Sergeant Unstone stepped up beside Owen. “Gap only hurts if the Tharyngians have troops to push into it. Colonel says…”
“The Colonel doesn’t believe du Malphias has spare troops. If he’s right, filling that gap now won’t hurt. If he’s wrong, the battle’s lost.”
Suddenly gunfire echoed from the woods west of the river, where a battalion of Mystrians had been left to hold the flank. Owen stood on tiptoes to see what was going on, but only saw smoke rising from the woods. You were even craftier than we imagined.
Owen turned to one of the privates. “Take this message to Rivendell. There is firing on the right. The Mystrians are fighting in the woods. Du Malphias has a force he’ll cross at the ferry to flank the cavalry.”
The man looked at the Sergeant. Unstone sent him off with a curt nod.
Responding to the fighting across the river, the cavalry shifted its facing. Thornbury ordered his reserve unit to the river’s edge. The line unit reshuffled and withdrew to become a reserve for the river defenders. Their maneuver, executed poorly and in complete confusion, completely opened the Fourth’s flank.
The Private reached Rivendell’s station, but Langford never let him get to the man. The Colonel dismissed the soldier and then turned to Rivendell. They shared a laugh, then went back to watching the Tharyngian cannon ravage the men under their command.
The Mystrians had bravely moved up the slope toward the high fort, the Blackoak Pipers driving them forward. Then the high fort’s battery opened up. Grapeshot killed men several ranks deep in the Third battalion, but the survivors kept moving forward. A man on the formation’s edge kept shouting, and the men of the Third surged ahead.
The other battalions faltered and began to pull back. The cannon spoke again, nibbling at the Second battalion. A dozen of their men went down. Their rear ranks began to turn and run. The First and the Fourth slowed, then stopped.
Count von Metternin shook his head. “You cannot blame them.”
“I know.” Vlad snapped a pencil in half. “But I have to stop them.”
The Kessian looked at him. “What can you do? If you go down there, you’ll die.”
“But I have to do something. Look.” Vlad stood and pointed toward the Third. “The hill, the glacises, the guns in front can’t get them. But others will sweep them once they’ve destroyed the Norillians. The Third is trapped, and I can’t leave them there.”
The Count reached across the table and grabbed Vlad’s arm. “You are going to do something stupid and get yourself killed. And I shall have to inform Princess Gisella.”

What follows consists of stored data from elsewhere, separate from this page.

PR #4621, opened 2018-05-12
automatic package created

abhijeetpanda12:
@ChadFulton I have only pushed the function definition.  We can discuss the improvements/ additions over here.

PR #5827, opened 2019-06-05
ENH: Add new version of ARIMA-type estimators (AR, ARIMA, SARIMAX)

ChadFulton:
Update: TODOs:

- [x] decide where to put the new `ARIMA` model class / current `ARIMA` deprecation strategy.
- [x] decide where to put the Brockwell and Davis datasets.

--------

This is very much a WIP, and basically none of the design / organizational things have been thought through (e.g. where to put it, what to call things, etc.). But is concrete enough already that hopefully there may be some useful discussion at this point about the general goals of such a project.

A couple of preliminaries:

- It is not done, and at this stage I'm most interested in soliciting very general design feedback.
- It is totally okay if this is not what we want / how we want it. Still, I think it is a good idea.

--------

My starting point for this project was:

1. We should have a wider range of estimator options for ARIMA-type models (e.g. Hannan-Rissanen, etc.), and these should be, as much as possible, stand-alone functions and be standardized.
    - In fact, we already have a lot of estimators in Statsmodels, particularly since @bashtage has been adding more, but they are scattered around and not as easy to use as they could be.

2. We should have a single model class that is the point of entry for all ARIMA-type models.
    - I think that this should ultimately be based on the state space setup, since it handles the most general case of all estimators.
    - Given a set of estimated parameters, I think that all postestimation stuff (forecasting, hypothesis tests, etc.) should be done through the state space framework.

3. It is not worth it to salvage the old AR / ARIMA models.

So this PR adds `tsa2.sarimax.estimators`, which has the following estimators for ARIMA-type models:

- `yule_walker` for AR(p) models (wrapper around `linear_model.yule_walker`)
- `burg` for AR(p) models (wrapper around `linear_model.burg`)
- `durbin_levinson` for fast computation of Yule-Walker across consecutive AR(p) orders (not sure why I didn't wrap `tsatools.levinson_durbin` - maybe it'll come to me if I look back at it later).
- `innovations` for MA(q) models (wrapper around `stattools.innovations_algo`)
- `hannan_rissanen` for ARMA models with a sum-of-squares approach (implementation based on Brockwell and Davis)
- `innovations_mle` for SARIMA models with numerical likelihood maximization (implementation based on Brockwell and Davis, ultimately wraps the `arma_innovations` code)
- `statespace` for SARIMAX model (wrapper around `statespace.SARIMAX`)
- `gls` for regression with ARIMA-type errors, where the ARIMA parameters for the error process can be estimated using any of the above (implementation based on Brockwell and Davis, uses innovation algorithm for fast transformation of endog / exog to induce homoskedasticity).

Input is standardized using the `SARIMAXSpecification` class, which handles a lot of things that ARIMA-type models need to worry about (handling different ways of specifying model orders, like non-consecutive lags, handling trends, getting parameter names, describing which of the above estimators are valid for a given set of model orders, etc.).

Output is standardized using the `SARIMAParams` class, which handles a lot of things that ARIMA-type parameters need to worry about (getting and settings parameters based on the usual econometric form vs lag polynomial form, checking for stationarity and invertibilty, etc.).

Finally, there is a new model class `ARIMA`, which is meant to (eventually) be a single point of entry for all ARIMA-type models (including SARIMAX models). It is a subclass of `statespace.SARIMAX` but allows fitting using any of the estimators above. It returns results that (will be) a subclass of `statespace.SARIMAXResults`, so that all postestimation can be done through the state space framework.

Anyway, I hope that this can be a step forward on `tsa`.

### DIFF
--- a/statsmodels/tsa/arima/estimators/gls.py
+++ b/statsmodels/tsa/arima/estimators/gls.py
@@ -1,0 +1,297 @@
+"""
+Feasible generalized least squares for regression with SARIMA errors.
+
+Author: Chad Fulton
+License: BSD-3
+"""
+import numpy as np
+import warnings
+
+from statsmodels.tools.tools import add_constant, Bunch
+from statsmodels.regression.linear_model import OLS
+from statsmodels.tsa.innovations import arma_innovations
+from statsmodels.tsa.statespace.tools import diff
+
+from statsmodels.tsa.arima.estimators.yule_walker import yule_walker
+from statsmodels.tsa.arima.estimators.burg import burg
+from statsmodels.tsa.arima.estimators.hannan_rissanen import hannan_rissanen
+from statsmodels.tsa.arima.estimators.innovations import (
+    innovations, innovations_mle)
+from statsmodels.tsa.arima.estimators.statespace import statespace
+
+from statsmodels.tsa.arima.specification import SARIMAXSpecification
+from statsmodels.tsa.arima.params import SARIMAXParams
+
+
+def gls(endog, exog=None, order=(0, 0, 0), seasonal_order=(0, 0, 0, 0),
+        include_constant=None, n_iter=None, max_iter=50, tolerance=1e-8,
+        arma_estimator='innovations_mle', arma_estimator_kwargs=None):
+    """
+    Estimate ARMAX parameters by GLS.
+
+    Parameters
+    ----------
+    endog : array_like
+        Input time series array.
+    exog : array_like, optional
+        Array of exogenous regressors. If not included, then `include_constant`
+        must be True, and then `exog` will only include the constant column.
+    order : tuple, optional
+        The (p,d,q) order of the ARIMA model. Default is (0, 0, 0).
+    seasonal_order : tuple, optional
+        The (P,D,Q,s) order of the seasonal ARIMA model.
+        Default is (0, 0, 0, 0).
+    include_constant : bool, optional
+        Whether to add a constant term in `exog` if it's not already there.
+        The estimate of the constant will then appear as one of the `exog`
+        parameters. If `exog` is None, then the constant will represent the
+        mean of the process. Default is True if the specified model does not
+        include integration and False otherwise.
+    n_iter : int, optional
+        Optionally iterate feasible GSL a specific number of times. Default is
+        to iterate to convergence. If set, this argument overrides the
+        `max_iter` and `tolerance` arguments.
+    max_iter : int, optional
+        Maximum number of feasible GLS iterations. Default is 50. If `n_iter`
+        is set, it overrides this argument.
+    tolerance : float, optional
+        Tolerance for determining convergence of feasible GSL iterations. If
+        `iter` is set, this argument has no effect.
+        Default is 1e-8.
+    arma_estimator : string, optional
+        The estimator used for estimating the ARMA model. This option should
+        not generally be used, unless the default method is failing or is
+        otherwise unsuitable. Not all values will be valid, depending on the
+        specified model orders (`order` and `seasonal_order`). Possible values
+        are:
+        * 'innovations_mle' - can be used with any specification
+        * 'statespace' - can be used with any specification
+        * 'hannan_rissanen' - can be used with any ARMA non-seasonal model
+        * 'yule_walker' - only non-seasonal consecutive
+          autoregressive (AR) models
+        * 'burg' - only non-seasonal, consecutive autoregressive (AR) models
+        * 'innovations' - only non-seasonal, consecutive moving
+          average (MA) models.
+        The default is 'innovations_mle'.
+    arma_estimator_kwargs : dict, optional
+        Arguments to pass to the ARMA estimator.
+
+    Returns
+    -------
+    parameters : SARIMAXParams object
+        Contains the parameter estimates from the final iteration.
+    other_results : Bunch
+        Includes eight components: `spec`, `params`, `converged`,
+        `differences`, `iterations`, `arma_estimator`, 'arma_estimator_kwargs',
+        and `arma_results`.
+
+    Notes
+    -----
+    The primary reference is [1]_, section 6.6. In particular, the
+    implementation follows the iterative procedure described in section 6.6.2.
+    Construction of the transformed variables used to compute the GLS estimator
+    described in section 6.6.1 is done via an application of the innovations
+    algorithm (rather than explicit construction of the transformation matrix).
+
+    Note that if the specified model includes integration, both the `endog` and
+    `exog` series will be differenced prior to estimation and a warning will
+    be issued to alert the user.
+
+    References
+    ----------
+    .. [1] Brockwell, Peter J., and Richard A. Davis. 2016.
+       Introduction to Time Series and Forecasting. Springer.
+
+    """
+    # Handle n_iter
+    if n_iter is not None:
+        max_iter = n_iter
+        tolerance = np.inf
+
+    # Default for include_constant is True if there is no integration and
+    # False otherwise
+    integrated = order[1] > 0 or seasonal_order[1] > 0
+    if include_constant is None:
+        include_constant = not integrated
+    elif include_constant and integrated:
+        raise ValueError('Cannot include a constant in an integrated model.')
+
+    # Handle including the constant (need to do it now so that the constant
+    # parameter can be included in the specification as part of `exog`.)
+    if include_constant:
+        exog = np.ones_like(endog) if exog is None else add_constant(exog)
+
+    # Create the SARIMAX specification
+    spec = SARIMAXSpecification(endog, exog=exog, order=order,
+                                seasonal_order=seasonal_order)
+    endog = spec.endog
+    exog = spec.exog
+
+    # Handle integration
+    if spec.is_integrated:
+        # TODO: this is the approach suggested by BD (see Remark 1 in
+        # section 6.6.2 and Example 6.6.3), but maybe there are some cases
+        # where we don't want to force this behavior on the user?
+        warnings.warn('Provided `endog` and `exog` series have been'
+                      ' differenced to eliminate integration prior to GLS'
+                      ' parameter estimation.')
+        endog = diff(endog, k_diff=spec.diff,
+                     k_seasonal_diff=spec.seasonal_diff,
+                     seasonal_periods=spec.seasonal_periods)
+        exog = diff(exog, k_diff=spec.diff,
+                    k_seasonal_diff=spec.seasonal_diff,
+                    seasonal_periods=spec.seasonal_periods)
+    augmented = np.c_[endog, exog]
+
+    # Validate arma_estimator
+    spec.validate_estimator(arma_estimator)
+    if arma_estimator_kwargs is None:
+        arma_estimator_kwargs = {}
+
+    # Step 1: OLS
+    mod_ols = OLS(endog, exog)
+    res_ols = mod_ols.fit()
+    exog_params = res_ols.params
+    resid = res_ols.resid
+
+    # 0th iteration parameters
+    p = SARIMAXParams(spec=spec)
+    p.exog_params = exog_params
+    if spec.max_ar_order > 0:
+        p.ar_params = np.zeros(spec.k_ar_params)
+    if spec.max_seasonal_ar_order > 0:
+        p.seasonal_ar_params = np.zeros(spec.k_seasonal_ar_params)
+    if spec.max_ma_order > 0:
+        p.ma_params = np.zeros(spec.k_ma_params)
+    if spec.max_seasonal_ma_order > 0:
+        p.seasonal_ma_params = np.zeros(spec.k_seasonal_ma_params)
+    p.sigma2 = res_ols.scale
+
+    ar_params = p.ar_params
+    seasonal_ar_params = p.seasonal_ar_params
+    ma_params = p.ma_params
+    seasonal_ma_params = p.seasonal_ma_params
+    sigma2 = p.sigma2
+
+    # Step 2 - 4: iterate feasible GLS to convergence
+    arma_results = [None]
+    differences = [None]
+    parameters = [p]
+    converged = False if n_iter is None else None
+    i = 0
+    for i in range(1, max_iter + 1):
+        prev = exog_params
+
+        # Step 2: ARMA
+        # TODO: allow estimator-specific kwargs?
+        if arma_estimator == 'yule_walker':
+            p_arma, res_arma = yule_walker(
+                resid, ar_order=spec.ar_order, demean=False,
+                **arma_estimator_kwargs)
+        elif arma_estimator == 'burg':
+            p_arma, res_arma = burg(resid, ar_order=spec.ar_order,
+                                    demean=False, **arma_estimator_kwargs)
+        elif arma_estimator == 'innovations':
+            out, res_arma = innovations(resid, ma_order=spec.ma_order,
+                                        demean=False, **arma_estimator_kwargs)
+            p_arma = out[-1]
+        elif arma_estimator == 'hannan_rissanen':
+            p_arma, res_arma = hannan_rissanen(
+                resid, ar_order=spec.ar_order, ma_order=spec.ma_order,
+                demean=False, **arma_estimator_kwargs)
+        else:
+            # For later iterations, use a "warm start" for parameter estimates
+            # (speeds up estimation and convergence)
+            start_params = (
+                None if i == 1 else np.r_[ar_params, ma_params,
+                                          seasonal_ar_params,
+                                          seasonal_ma_params, sigma2])
+            # Note: in each case, we do not pass in the order of integration
+            # since we have already differenced the series
+            tmp_order = (spec.order[0], 0, spec.order[2])
+            tmp_seasonal_order = (spec.seasonal_order[0], 0,
+                                  spec.seasonal_order[2],
+                                  spec.seasonal_order[3])
+            if arma_estimator == 'innovations_mle':
+                p_arma, res_arma = innovations_mle(
+                    resid, order=tmp_order, seasonal_order=tmp_seasonal_order,
+                    demean=False, start_params=start_params,
+                    **arma_estimator_kwargs)
+            else:
+                p_arma, res_arma = statespace(
+                    resid, order=tmp_order, seasonal_order=tmp_seasonal_order,
+                    include_constant=False, start_params=start_params,
+                    **arma_estimator_kwargs)
+
+        ar_params = p_arma.ar_params
+        seasonal_ar_params = p_arma.seasonal_ar_params
+        ma_params = p_arma.ma_params
+        seasonal_ma_params = p_arma.seasonal_ma_params
+        sigma2 = p_arma.sigma2
+        arma_results.append(res_arma)
+
+        # Step 3: GLS
+        # Compute transformed variables that satisfy OLS assumptions
+        # Note: In section 6.1.1 of Brockwell and Davis (2016), these
+        # transformations are developed as computed by left multiplcation
+        # by a matrix T. However, explicitly constructing T and then
+        # performing the left-multiplications does not scale well when nobs is
+        # large. Instead, we can retrieve the transformed variables as the
+        # residuals of the innovations algorithm (the `normalize=True`
+        # argument applies a Prais-Winsten-type normalization to the first few
+        # observations to ensure homoskedasticity). Brockwell and Davis
+        # mention that they also take this approach in practice.
+        tmp, _ = arma_innovations.arma_innovations(
+            augmented, ar_params=ar_params, ma_params=ma_params,
+            normalize=True)
+        u = tmp[:, 0]
+        x = tmp[:, 1:]
+
+        # OLS on transformed variables
+        mod_gls = OLS(u, x)
+        res_gls = mod_gls.fit()
+        exog_params = res_gls.params
+        resid = endog - np.dot(exog, exog_params)
+
+        # Construct the parameter vector for the iteration
+        p = SARIMAXParams(spec=spec)
+        p.exog_params = exog_params
+        if spec.max_ar_order > 0:
+            p.ar_params = ar_params
+        if spec.max_seasonal_ar_order > 0:
+            p.seasonal_ar_params = seasonal_ar_params
+        if spec.max_ma_order > 0:
+            p.ma_params = ma_params
+        if spec.max_seasonal_ma_order > 0:
+            p.seasonal_ma_params = seasonal_ma_params
+        p.sigma2 = sigma2
+        parameters.append(p)
+
+        # Check for convergence
+        difference = np.abs(exog_params - prev)
+        differences.append(difference)
+        if n_iter is None and np.all(difference < tolerance):
+            converged = True
+            break
+    else:
+        if n_iter is None:
+            warnings.warn('Feasible GLS failed to converge in %d iterations.'
+                          ' Consider increasing the maximum number of'
+                          ' iterations using the `max_iter` argument or'
+                          ' reducing the required tolerance using the'
+                          ' `tolerance` argument.' % max_iter)
+
+    # Construct final results
+    p = parameters[-1]
+    other_results = Bunch({
+        'spec': spec,
+        'params': parameters,
+        'converged': converged,
+        'differences': differences,
+        'iterations': i,
+        'arma_estimator': arma_estimator,
+        'arma_estimator_kwargs': arma_estimator_kwargs,
+        'arma_results': arma_results,
+    })
+
+    return p, other_results
--- a/statsmodels/tsa/arima/estimators/hannan_rissanen.py
+++ b/statsmodels/tsa/arima/estimators/hannan_rissanen.py
@@ -1,0 +1,190 @@
+"""
+Hannan-Rissanen procedure for estimating ARMA(p,q) model parameters.
+
+Author: Chad Fulton
+License: BSD-3
+"""
+import numpy as np
+
+from scipy.signal import lfilter
+from statsmodels.tools.tools import Bunch
+from statsmodels.regression.linear_model import OLS, yule_walker
+from statsmodels.tsa.tsatools import lagmat
+
+from statsmodels.tsa.arima.specification import SARIMAXSpecification
+from statsmodels.tsa.arima.params import SARIMAXParams
+
+
+def hannan_rissanen(endog, ar_order=0, ma_order=0, demean=True,
+                    initial_ar_order=None, unbiased=True):
+    """
+    Estimate ARMA parameters using Hannan-Rissanen procedure.
+
+    Parameters
+    ----------
+    endog : array_like
+        Input time series array, assumed to be stationary.
+    ar_order : int
+        Autoregressive order
+    ma_order : int
+        Moving average order
+    demean : bool, optional
+        Whether to estimate and remove the mean from the process prior to
+        fitting the ARMA coefficients. Default is True.
+    initial_ar_order : int, optional
+        Order of long autoregressive process used for initial computation of
+        residuals.
+    unbiased: bool, optional
+        Whether or not to apply the bias correction step. Default is True.
+
+    Returns
+    -------
+    parameters : SARIMAXParams object
+    other_results : Bunch
+        Includes three components: `spec`, containing the
+        `SARIMAXSpecification` instance corresponding to the input arguments;
+        `initial_ar_order`, containing the autoregressive lag order used in the
+        first step; and `resid`, which contains the computed residuals from the
+        last step.
+
+    Notes
+    -----
+    The primary reference is [1]_, section 5.1.4, which describes a three-step
+    procedure that we implement here.
+
+    1. Fit a large-order AR model via Yule-Walker to estimate residuals
+    2. Compute AR and MA estimates via least squares
+    3. (Unless `unbiased=False`) Perform bias correction
+
+    The order used for the AR model in the first step may be given as an
+    argument. If it is not, we compute it as suggested by [2]_.
+
+    The estimate of the variance that we use is computed from the residuals
+    of the least-squares regression and not from the innovations algorithm.
+    This is because our fast implementation of the innovations algorithm is
+    only valid for stationary processes, and the Hannan-Rissanen procedure may
+    produce estimates that imply non-stationary processes. To avoid
+    inconsistency, we never compute this latter variance here, even if it is
+    possible. See test_hannan_rissanen::test_brockwell_davis_example_517 for
+    an example of how to compute this variance manually.
+
+    This procedure assumes that the series is stationary.
+
+    References
+    ----------
+    .. [1] Brockwell, Peter J., and Richard A. Davis. 2016.
+       Introduction to Time Series and Forecasting. Springer.
+    .. [2] Gomez, Victor, and Agustin Maravall. 2001.
+       "Automatic Modeling Methods for Univariate Series."
+       A Course in Time Series Analysis, 171–201.
+
+    """
+    spec = SARIMAXSpecification(endog, ar_order=ar_order, ma_order=ma_order)
+    endog = spec.endog
+    if demean:
+        endog = endog - endog.mean()
+
+    p = SARIMAXParams(spec=spec)
+
+    nobs = len(endog)
+    max_ar_order = spec.max_ar_order
+    max_ma_order = spec.max_ma_order
+
+    # Default initial_ar_order is as suggested by Gomez and Maravall (2001)
+    if initial_ar_order is None:
+        initial_ar_order = max(np.floor(np.log(nobs)**2).astype(int),
+                               2 * max(max_ar_order, max_ma_order))
+    # Create a spec, just to validate the initial autoregressive order
+    _ = SARIMAXSpecification(endog, ar_order=initial_ar_order)
+
+    # Compute lagged endog
+    # (`ar_ix`, and `ma_ix` below, are to account for non-consecutive lags;
+    # for indexing purposes, must have dtype int)
+    ar_ix = np.array(spec.ar_lags, dtype=int) - 1
+    lagged_endog = lagmat(endog, max_ar_order, trim='both')[:, ar_ix]
+
+    # If no AR or MA components, this is just a variance computation
+    if max_ma_order == 0 and max_ar_order == 0:
+        p.sigma2 = np.var(endog, ddof=0)
+        resid = endog.copy()
+    # If no MA component, this is just CSS
+    elif max_ma_order == 0:
+        mod = OLS(endog[max_ar_order:], lagged_endog)
+        res = mod.fit()
+        resid = res.resid
+        p.ar_params = res.params
+        p.sigma2 = res.scale
+    # Otherwise ARMA model
+    else:
+        # Step 1: Compute long AR model via Yule-Walker, get residuals
+        initial_ar_params, _ = yule_walker(
+            endog, order=initial_ar_order, method='mle')
+        X = lagmat(endog, initial_ar_order, trim='both')
+        y = endog[initial_ar_order:]
+        resid = y - X.dot(initial_ar_params)
+
+        # Get lagged residuals for `exog` in least-squares regression
+        ma_ix = np.array(spec.ma_lags, dtype=int) - 1
+        lagged_resid = lagmat(resid, max_ma_order, trim='both')[:, ma_ix]
+
+        # Step 2: estimate ARMA model via least squares
+        ix = initial_ar_order + max_ma_order - max_ar_order
+        mod = OLS(endog[initial_ar_order + max_ma_order:],
+                  np.c_[lagged_endog[ix:], lagged_resid])
+        res = mod.fit()
+        p.ar_params = res.params[:spec.k_ar_params]
+        p.ma_params = res.params[spec.k_ar_params:]
+        resid = res.resid
+        p.sigma2 = res.scale
+
+        # Step 3: bias correction (if requested)
+        if unbiased:
+            Z = np.zeros_like(endog)
+            V = np.zeros_like(endog)
+            W = np.zeros_like(endog)
+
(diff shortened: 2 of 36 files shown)


statsmodels/tsa2/datasets/brockwell_davis_2002/__init__.py
```diff
@@ -0,0 +1,6 @@
+import pandas as pd
+
+from pytsa.datasets.brockwell_davis_2002.data.dowj import dowj
```
jbrockmendel: it looks like these files are implemented below.  are you intentionally importing from a different package?

statsmodels/tsa2/sarimax/estimators/tests/test_burg.py
```diff
@@ -0,0 +1,110 @@
...
+    # Difference and demean the series
+    endog = dowj.diff().iloc[1:]
+
+    # Burg
+    res, _ = burg(endog, ar_order=1, demean=True)
+    assert_allclose(res.ar_params, [0.4371], atol=1e-4)
+    assert_allclose(res.sigma2, 0.1423, atol=1e-4)
+
+
+@pytest.mark.low_precision
```
jbrockmendel: I like this idea.  How about taking it one step further and instead of putting the explanation in a comment, do:

```
@pytest.mark.low_precision("Test against Example 5.1.4 in Brockwell and Davis (2016) [...]")
```

statsmodels/tsa2/sarimax/estimators/tests/test_durbin_levinson.py
```diff
@@ -0,0 +1,93 @@
+import numpy as np
+
+from statsmodels.tsa.innovations.arma_innovations import arma_innovations
+from statsmodels.tsa2.datasets.brockwell_davis_2002 import dowj, lake
+from statsmodels.tsa2.sarimax.estimators.durbin_levinson import durbin_levinson
+
+import pytest
+from numpy.testing import assert_allclose, assert_equal, assert_raises
```
jbrockmendel: pls put third party imports together before first-party imports

statsmodels/tsa2/sarimax/estimators/tests/test_gls.py
```diff
@@ -0,0 +1,231 @@
...
+    res, _ = gls(endog, exog, order=(0, 0, 12), max_iter=2)
+
+    assert_allclose(res.exog_params, 328.45, atol=1e-2)
+    assert_allclose(res.ma_params, [.219, .098, .031, .064, .069, .111, .081,
+                                    .057, .092, -0.28, .183, -.672], atol=1e-3)
+    assert_allclose(res.sigma2, 12581, atol=1)
+
+
+def test_integrated():
+    # Get the lake data
```
jbrockmendel: comment unnecessary

statsmodels/tsa2/sarimax/tests/test_tools.py
```diff
@@ -0,0 +1,76 @@
...
+    assert_equal(validate_basic(0, 1), [0])
+    assert_equal(validate_basic([0], 1), [0])
+    assert_equal(validate_basic(np.array([1.2, 0.5 + 1j]), 2),
+                 np.array([1.2, 0.5 + 1j]))
+    assert_equal(
+        validate_basic([np.nan, -np.inf, np.inf], 3, allow_infnan=True),
+        [np.nan, -np.inf, np.inf])
+
+    # Invalid parameters
+    assert_raises(ValueError, validate_basic, [], 1, title='test')
```
jbrockmendel: pls use with `pytest.raises(ValueError, match="foo"):` syntax

statsmodels/tsa2/sarimax/tests/test_tools.py
```diff
@@ -0,0 +1,76 @@
...
+
+    # Non-list iterable input, lags
+    assert_equal(standardize_lag_order((1, 2)), 2)
+    assert_equal(standardize_lag_order((1, 3)), [1, 3])
+
+    assert_equal(standardize_lag_order(np.array([1, 2])), 2)
+    assert_equal(standardize_lag_order(np.array([1, 3])), [1, 3])
+
+    # List input, booleans
+    print(standardize_lag_order([0]))
```
jbrockmendel: why print?

statsmodels/tsa2/sarimax/tests/test_tools.py
```diff
@@ -0,0 +1,76 @@
...
+    # Integer input
+    assert_equal(standardize_lag_order(0, title='test'), 0)
+    assert_equal(standardize_lag_order(3), 3)
+
+    # List input, lags
+    assert_equal(standardize_lag_order([]), 0)
+    assert_equal(standardize_lag_order([1, 2]), 2)
+    assert_equal(standardize_lag_order([1, 3]), [1, 3])
+
+    # Non-list iterable input, lags
```
jbrockmendel: separate smaller-scoped tests

jbrockmendel: possibly collected in a test class

statsmodels/tsa2/sarimax/params.py
```diff
@@ -0,0 +1,402 @@
...
+        if self.k_seasonal_ma_params:
+            components.append('seasonal_ma=%s' %
+                              str(self.seasonal_ma_params))
+        if not self.spec.concentrate_scale:
+            components.append('sigma2=%s' % self.sigma2)
+        return 'SARIMAXParams(%s)' % ', '.join(components)
+
+    def __str__(self):
+        """Represent parameter array as a string."""
+        return str(self.params)
```
jbrockmendel: why not just alias `__repr__`?

statsmodels/tsa2/sarimax/model.py
```diff
@@ -0,0 +1,219 @@
...
+from statsmodels.tsa2.sarimax.estimators.innovations import (
+    innovations, innovations_mle)
+from statsmodels.tsa2.sarimax.estimators.gls import gls as estimate_gls
+from statsmodels.tsa2.sarimax.estimators.statespace import statespace
+
+from statsmodels.tsa2.sarimax.specification import SARIMAXSpecification
+from statsmodels.tsa2.sarimax.params import SARIMAXParams
+
+
+class ARIMA(sarimax.SARIMAX):
```
jbrockmendel: I see the appeal of implementing AR/ARMA/ARIMA in terms of statespace, but these should replace the existing models completely.

ChadFulton: Not sure I understand what you're getting at here. It sounds like you see some conflict between these goals?

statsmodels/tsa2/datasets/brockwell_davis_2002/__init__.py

“Come with me.” Vlad gave the man a confident smile. “If you agree to go, it can’t be stupid.”
The Count came out of the chair. The two of them ran to the wurmrest and the Count gasped. “This is insane, completely insane. No one has…”
In accord with the experimentation the Prince had been conducting through the spring, a second assembly had been fitted snuggly to the saddles, forward of them. It consisted of a steel post a foot and a half high, with a semicircular bar fixed to it by four spokes. The semicircle and spokes lay parallel to the ground. A six inch spike rose in the center of the arc.
A one-pound swivel-gun had been mounted on the post, secured with a water-tight leather sheath and cork plug. The ramrod had been fitted with a gimbaled guide, so it couldn’t go missing in the heat of the battle. The center spike prevented the cannon being fired straight forward—hence the rear gunner could not shoot the rider, and the rider could not shoot Mugwump. Oilskin saddle-bags before and behind the rider’s legs contained premeasured charges and rounds for the guns.
The Prince hauled himself into the saddle. “Baker, find Colonel Daunt. Tell him to charge the high fort on my signal.”
The wurmwright gaped up at him. “Signal, Highness?”
“He’ll know it. Go.”
Vlad turned in the saddle and smiled at von Metternin. “Use the spike to gash the charges when you reload. It’s all grape, and designed to kill pasmortes.”
Von Metternin laughed. “This is not stupid, Highness, it is spectacularly stupid.”
“Only if we die, my lord.” Vlad smiled and touched Mugwump’s flank with his heel. “We’re off to save Mystrians. The devil can take all else!”
By the time the Private returned, the battle had deteriorated. The Mystrians had stalled on the left flank. One battalion had been trapped near the hill’s summit. Whenever a squad tried to advance, cannon blew them to pieces. The survivors hunkered down, unaware that once the Tharyngian cannon had finished with the Fourth Foot and smoke had thinned enough for gunners to aim, it would rake their flank and clear them off the hillside.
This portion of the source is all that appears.